PR #1116, opened 2019-05-23
Clean up `process_penalties_and_exits` and fix ToC

hwwhww:
Replace #1066 since things are different after #1035.
(edit: false alarm)

### DIFF
--- a/specs/core/1_custody-game.md
+++ b/specs/core/1_custody-game.md
@@ -699,6 +699,6 @@ Append this to `process_final_updates(state)`:
     )
     for index, validator in enumerate(state.validator_registry):
         if index not in validator_indices_in_records:
-            if validator.exit_epoch != FAR_FUTURE_EPOCH:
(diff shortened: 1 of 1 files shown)


specs/core/1_custody-game.md
```diff
@@ -689,28 +699,6 @@ Append this to `process_final_updates(state)`:
     )
     for index, validator in enumerate(state.validator_registry):
         if index not in validator_indices_in_records:
-            if validator.exit_epoch != FAR_FUTURE_EPOCH and validator.withdrawable_epoch == FAR_FUTURE_EPOCH:
+            if validator.exit_epoch != FAR_FUTURE_EPOCH:
```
━━━━━━
[TASK ITEM]
The data must be retyped in full, exactly as it reads.

[RESPONSE]
PR #1116, opened 2019-05-23
Clean up `process_penalties_and_exits` and fix ToC

hwwhww:
Replace #1066 since things are different after #1035.
(edit: false alarm)

### DIFF
--- a/specs/core/1_custody-game.md
+++ b/specs/core/1_custody-game.md
@@ -699,6 +699,6 @@ Append this to `process_final_updates(state)`:
     )
     for index, validator in enumerate(state.validator_registry):
         if index not in validator_indices_in_records:
-            if validator.exit_epoch != FAR_FUTURE_EPOCH:
(diff shortened: 1 of 1 files shown)


specs/core/1_custody-game.md
```diff
@@ -689,28 +699,6 @@ Append this to `process_final_updates(state)`:
     )
     for index, validator in enumerate(state.validator_registry):
         if index not in validator_indices_in_records:
-            if validator.exit_epoch != FAR_FUTURE_EPOCH and validator.withdrawable_epoch == FAR_FUTURE_EPOCH:
+            if validator.exit_epoch != FAR_FUTURE_EPOCH:
```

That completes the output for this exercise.